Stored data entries
PR #93, opened 2020-09-18
Thickness Fixes (+ 3.0 default)

### LINKED ISSUE #76: Using 3.0mm MDF (Ponoko no longer carries 3.2mm)
The OpenSCAD script and ordering guide specify 3.2mm MDF for the laster-cut parts. Unfortunately, it looks like Ponoko no longer carries 3.2mm. In some commentary in the ordering guide @scottbez1 suggests that it's possible that the material was always 3.0mm and that the Ponoko was just listing it incorrectly as 3.2mm.

So, I tried ordering a parts using 3.0mm MDF with the latest release but things don't fit quite right - there are visible gaps in the slots and a good amount of give when you lightly twist the spindle. (FYI, when measuring the material thickness with calipers, it's right around 2.99mm).

I've also tried modifying the OpenSCAD to change the material width to 3.0mm and update the kerf. I ordered parts with that updated pattern and things fit better although there's very little/no clearance between the spindle and sides. I had to reduce the top spindle speed to keep the motor from stalling - I suspect because the spindle is rubbing slightly against the sides. You can view the commit with the OpenSCAD change [here](https://github.com/ericyeargan/splitflap/commit/0d5985a39a45576651774b16db48451103f24ab1).

Curious if anyone else has dealt with this. My ultimate goal is to build 12 modules. Right now, I'm trying to decide wether to mess with the 3.0mm SCAD to increase the spindle clearance or to just live with a loose fit on the 3.2mm SCAD (maybe through some liberal CA glue application).

P.S. Despite these issues, I've been having a blast with this project. Thanks @scottbez1 and all of the contributors!

dmadison:
This PR fixes a few issues relating to panel thickness:

* Spool width now accounts for flap width. If the calculated spool width is smaller than the flap width, the enclosure width and front opening do not shrink further (ceb3664). This also comments out the `legacyAssert` for spool width which is no longer needed.
* Flap notch height and depth are now static and reflect the die-cut flap dimensions (773f4df). The flap height can be set back to auto with the `flap_notch_height_auto` flag.
* Enclosure side bolts are now positioned properly for all thicknesses (e87928c)
* The enclosure vertical inset (distance between top/bottom of front and top/bottom pieces) now has a minimum value to prevent the bolt heads and nut edges from extending past the bounds of the enclosure at thinner thicknesses (ee7e685)
* Sets the default thickness to 3.0, matching Ponoko's current MDF availability (8172e21). Tentatively closes #76

### Comparison, Standard Thickness ([master](https://user-images.githubusercontent.com/24282108/93540427-a1158300-f921-11ea-92c2-aa84296c6a84.png) / [8172e21](https://user-images.githubusercontent.com/24282108/93540448-aecb0880-f921-11ea-87ea-e01e4a5b29f0.png)):

sf-thickness-comp

(Take the tab edges of the flaps with a grain of salt, they're small features that render unevenly depending on the camera position)

### Comparison, 1.0 mm Front ([master](https://user-images.githubusercontent.com/24282108/93541001-56950600-f923-11ea-9785-6334ceec92b7.png) / [8172e21](https://user-images.githubusercontent.com/24282108/93540995-5432ac00-f923-11ea-97e8-16b52a0c9b35.png)):

sf-thickness-1-mm-comp

### Comparison, 1.0 mm Rear ([master](https://user-images.githubusercontent.com/24282108/93541078-7e846980-f923-11ea-898c-86d136d0cbbf.png) / [8172e21](https://user-images.githubusercontent.com/24282108/93541083-80e6c380-f923-11ea-9f62-fdd6cd5a03ab.png))

sf-thickness-1-mm-rear-comp


scottbez1:
Everything in the summary sounds and looks great! By the way, there's some discussion around changing this value in slack if you haven't already seen that: https://splitflap.slack.com/archives/CEMSQUP1C/p1590126017050000

It's a slightly breaking change, which I'm open to making, but will need to make sure it's clearly messaged to make sure anyone who has built previous v0.5 or v0.6 modules knows that the latest design will not fit compatibly with those older versions.

Will try to review this over the weekend.

dmadison:
Unfortunately I don't have slack so I haven't seen the previous discussion :grimacing:

My view is that most people looking to build their own would be starting fresh and not adding to an existing set of displays, in which case the model should reflect current materials and availability. Plus this only breaks backwards-compatibility so long as you're using the release files and not generating them yourself -- if you set the thickness back to 3.2 (with that slop-adjustment commit above!), everything should be compatible with the older releases.

scottbez1:
Here's the slack invite link (Slack doesn't support fully public groups for some reason, so the next best thing is to publicly share the invite link :shrug:) https://join.slack.com/t/splitflap/shared_invite/zt-dpvol87b-3zUaxXrUd8WauPXr1uBj5Q

dmadison:
I just read through the Slack discussion. Are you saying that the material was always 3.0 mm? I wonder how much of this comes down to the thickness tolerance of the material. Their [current material page](https://www.ponoko.com/materials/mdf-fiberboard) says the thickness varies between 0.11" (2.8 mm) and 0.13" (3.3 mm).

We could do a half-change where the panel thickness is updated but all of the derived values / clearances use a value that's 0.2 mm larger, but that's quite messy.

Personally I'd err on the side of accuracy and try to have the model reflect the actual design as accurately as is reasonable. If it's never updated future changes that rely on the thickness value would either have to ignore or compensate for that 0.2 mm difference on their own, which is just asking for trouble.

scottbez1:
Yeah, as far as I can tell the material has always been 3mm and their website was wrong before.

I agree that it's best to update the dimensions to match. I think it's just a matter of making sure the change in dimensions is noted clearly in the ordering instructions when a new release is created with this change.

dmadison:
In that case I think we need a different solution. As-is the assembly has zero clearance between many of the joints. If the assembly was rendered with a thickness value of 3.2 and ordered with a 3.0 thick panel, that gives you 0.2 mm of clearance for each joint. That's around 8 mil in imperial, which is in the ballpark of what you want for tolerance in an assembly anyways. If you trust the accuracy of your calipers you can verify that on your own displays (plus or minus the tolerance of the kerf value). I've pushed a commit to a ['thickness-real'](https://github.com/dmadison/splitflap/tree/thickness-real) branch, based off of `v5.0`, which changes the panel thickness extrusions to 3.0 while keeping all of the other thickness values at 3.2. This should give a rough look at how the model differs from the assembly as-built.

I think the solution is to lower thickness to 3.0 and modify most `thickness` instances to add clearance, probably in the area of 0.1 to 0.15 mm (4 mil to 6 mil). That way the model's panel thickness is accurate and the enclosure has predictable fitment tolerances.

For the time-being however I think the "3.0 as default" change should be reverted until those calculations can be updated. This PR can then be merged as-is to fix these other issues, as the 2D output at 3.2 should be identical with master.

scottbez1 (approved):
Everything here looks great. We can continue to discuss the plan forward before merging though.

scottbez1:
I'm actually inclined to go with 3mm as the default. Most functional dimensions are between two cuts, so material thickness shouldn't play a factor in those, so I'm not super concerned about fitment issues from changing 3.2mm to 3mm. Material thickness used to play a critical role in the spool spacing, but that was mostly fixed in https://github.com/scottbez1/splitflap/commit/325f6404056e4ba2e5cdf7afe7849fca1c922211#commitcomment-39978942 (though it's true that material that is oversized relative to the design dimension will still cause issues, which is more likely to happen when the design thickness is reduced to 3mm...)

I think the main place where it would come into play now is in the joints, but I think those should be just about right when reduced to 3mm, considering there has historically been a gap:
IMG_20200926_140506
IMG_20200926_140824

The default kerf correction for Ponoko MDF is maybe slightly too high (I measured ~3.19mm rather than 3.2 on some of my old Ponoko parts -- see below), which could cause fitment issues if design thickness is reduced to 3mm without fixing kerf; on that topic though, I'm thinking adding very small tolerances into the model may be a bit optimistic given the variability of laser cuts (even in different locations on the same piece/machine things like perpendicularity issues with the laser beam/mirrors can cause issues), and especially for soft MDF. Acrylic is a slightly different story since it's brittle, but to me it seems like it may be simpler to just handle fitment tolerance via the kerf correction factor (which is pretty important to get right anyway for different materials or laser-cutters) rather than adding the complexity of adding joint tolerances everywhere in the model. It's not technically "correct," but given the materials involved and the precision of measurement and cutting that most people will be using for this project, it feels like a reasonable tradeoff to make in the name of simplicity to me, but I'm not a mechanical engineer.

IMG_20200926_140632

Thoughts?

dmadison:
I agree that the joints are the crucial parts for the thickness change, we just need to figure out how best to handle them. (The spool geometry is as well, but that's handled by another commit in this PR.)

That vertical gap is definitely because of the thickness difference. I'd be curious to see the comparison between the horizontal opening on those tabs vs the horizontal bosses on the top pieces. How much clearance is there as manufactured?

>I'm thinking adding very small tolerances into the model may be a bit optimistic given the variability of laser cuts (even in different locations on the same piece/machine things like perpendicularity issues with the laser beam/mirrors can cause issues), and especially for soft MDF.

Think of it the other way around. You add in small allowances like that *because* the machinery can be imprecise. By bumping the clearance out a bit the resulting cut can be either tighter (close fit) or looser (free fit) but still accommodate the part. If you *aim* for a 0 fit, the close ('-') tolerance on that cut line will be tighter than the minimum thickness of the joint.

Let me put it another way. With the current no-clearance fitment, assuming that both thickness and laser kerf as-cut are accurately represented in the model, the resulting pieces will not fit together (or would be press-fit in the case of the MDF). Those joints only work because the values are inaccurate - the real-life openings are larger than they are in the model.

I'm not a big fan of adjusting this with the kerf setting because that reduces precision and might have repercussions elsewhere in the design. I think a few small offsets for each joint, on-center, is all that's needed.

The spool might be a bit more complicated as there are no bolts holding it together, but the general idea is the same.

dmadison:
I've pushed commits to add clearance for all of the mating enclosure pieces: the front and side tabs, the spool strut tabs, the spool joints, and the connectors. These are all 0.1 mm (0.004"), which is probably a good number for the screw-retained joints but may be a tad too high for the spool. I've also updated the kerf value with the latest from Ponoko, which is a flat '0.2' for both MDF and acrylic (all thicknesses).

Do you recall the reason for the '0.02' in the `kerf_width` calculation?

dmadison:
I've ordered a copy of the enclosure in acrylic from Ponoko based off of commit 63fcb01 - 3 mm thickness, 0.18 mm kerf, 0.1 mm clearance on all mating surfaces. (Should have done 0.2 mm kerf on the nose but I forgot to remove the `- 0.02 mm` bit.) Expected to arrive in a little over 2 weeks.

I'm going to hazard a guess that the spool connections at the least are going to be a little loose, but it'll be good to get a manufactured enclosure in hand for comparative measurements.

dmadison:
There was an issue with the cutting on my first enclosure, but I'm now back and with enclosure in hand! Ordered from Ponoko out of 3 mm matte black acrylic with a kerf value of 0.18 (0.2 - 0.02, current on branch).

Ponoko gives their kerf spec as 0.2 mm for 3 mm acrylic, although on cut parts I received features that are on average offset by 0.10 mm from the SVG, which makes cutouts undersized by about -0.08 mm (again, on average). With the additional clearance in the design *most* features work as designed, with three exceptions:

1. The magnet hole. This is intentionally undersized, but is possibly undersized too far. I don't have a set of gauge pins, but my calipers ballparked it at 3.75 mm (0.25 mm / 0.010" undersized). Pressing the magnet into place was difficult and caused the spool to crack internally.

2. The motor hole. Also intentionally undersized (zero fit) although less so than the magnet. Attempting to fit my spool on the motor created a fracture through the rest of the spool, rendering it unusable.

3. Less of an issue, but the front face is a slight press-fit rather than a free-fit.

All three of these issues will, hopefully, be resolved with a more accurate kerf setting. Although that's tricky to nail down from an online supplier when each order takes several weeks to get back. Some of this discrepancy is likely explained by the angle of the kerf, as only the widest edges are measured by the calipers (and, for that matter, are significant for fitment from the perspective of the edge).

It's also probable that all three of these issues won't seriously affect the design if it's cut out of a less brittle material such as MDF. Although it would still be better to fabricate the design as accurately as possible.

For the time-being I'd recommend dropping the kerf adjustment down, probably to 0.1 or 0.12. Ponoko's MDF may require a different value.

---

I've mentioned this before, but the material thickness tolerance is worth noting. For the matte black acrylic for example, Ponoko says it can [vary between 2.2 and 3.5 mm](https://www.ponoko.com/materials/black-matte-acrylic). For the two enclosure sets I received, one was around 2.95 - 3 mm while the other is around 2.75 mm. I also ordered some other 3 mm acrylic samples for color comparison, and those vary as well between 2.45 mm (blue) and 3.01 mm (red), with most of them averaging around 2.7 mm.

3d/splitflap.scad
```diff
@@ -248,7 +254,7 @@ module m4_captive_nut(bolt_length=m4_bolt_length) {
 
 // ##### Struts for bracing spool #####
 module spool_strut_tab_hole(narrow) {
-    square([thickness, narrow ? spool_strut_tab_width_narrow : spool_strut_tab_width], center=true);
+    square([thickness + spool_tab_clearance, narrow ? spool_strut_tab_width_narrow + spool_tab_clearance : spool_strut_tab_width + spool_tab_clearance], center=true);
```
scottbez1, line 257: Hmmm, I wonder if it would make sense to define the clearance values not on a per-part basis, but as 2 high level parameters, something like:
- thickness_clearance
- cut_clearance

Since cuts should be consistent and much lower variability than thickness, it seems like it would make sense to use a smaller clearance value for cut-to-cut joints (where dimensions are entirely controlled by cuts) compared to cut-to-thickness joints (where dimensions rely on inherent material thickness and therefore need a larger tolerance to ensure fit).

This part of the model involves both, so it would change to something like:
```suggestion
    square([thickness + thickness_clearance, narrow ? spool_strut_tab_width_narrow + cut_clearance : spool_strut_tab_width + cut_clearance], center=true);
```

scottbez1 (approved):
This is great, thanks so much! I am going to merge it as-is now, but let's continue discussing the thickness variability that you mentioned in your last comment and I referenced in my inline comment here.

3d/splitflap.scad
dmadison: Maybe, but the variability for both is wide enough that I'm not sure making the distinction would be beneficial. Both the kerf and the thickness are precise but not accurate, so assuming that the initial values are correct the tolerances should be roughly the same for both. The bigger overarching problem is that the design relies on friction-fit parts which necessitate accurate manufacturing.

Issue #58, opened 2018-12-20
Kicad 5


scottbez1:
The electronics projects are currently Kicad 4, but Kicad 5 is the latest version.

It would be nice to update all of the files to Kicad 5 and then verify that the schematics, footprints, and pcbs, along with all the Travis CI integration, still work correctly.

whitebird:
I've opened up the sensor PCB in KiCad 5. When opening a 3D view it throws the following error;
<img width="532" alt="screenshot 2019-02-04 at 14 57 51" src="https://user-images.githubusercontent.com/1058174/52212677-62869e00-288d-11e9-915f-496826df5cc3.png">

ASSIGNMENT:
Exactly the lines from the one containing "dmadison: Maybe, but" through the end of the records above should be returned, with both ends kept.

OUTPUT BELOW:
dmadison: Maybe, but the variability for both is wide enough that I'm not sure making the distinction would be beneficial. Both the kerf and the thickness are precise but not accurate, so assuming that the initial values are correct the tolerances should be roughly the same for both. The bigger overarching problem is that the design relies on friction-fit parts which necessitate accurate manufacturing.

Issue #58, opened 2018-12-20
Kicad 5


scottbez1:
The electronics projects are currently Kicad 4, but Kicad 5 is the latest version.

It would be nice to update all of the files to Kicad 5 and then verify that the schematics, footprints, and pcbs, along with all the Travis CI integration, still work correctly.

whitebird:
I've opened up the sensor PCB in KiCad 5. When opening a 3D view it throws the following error;
<img width="532" alt="screenshot 2019-02-04 at 14 57 51" src="https://user-images.githubusercontent.com/1058174/52212677-62869e00-288d-11e9-915f-496826df5cc3.png">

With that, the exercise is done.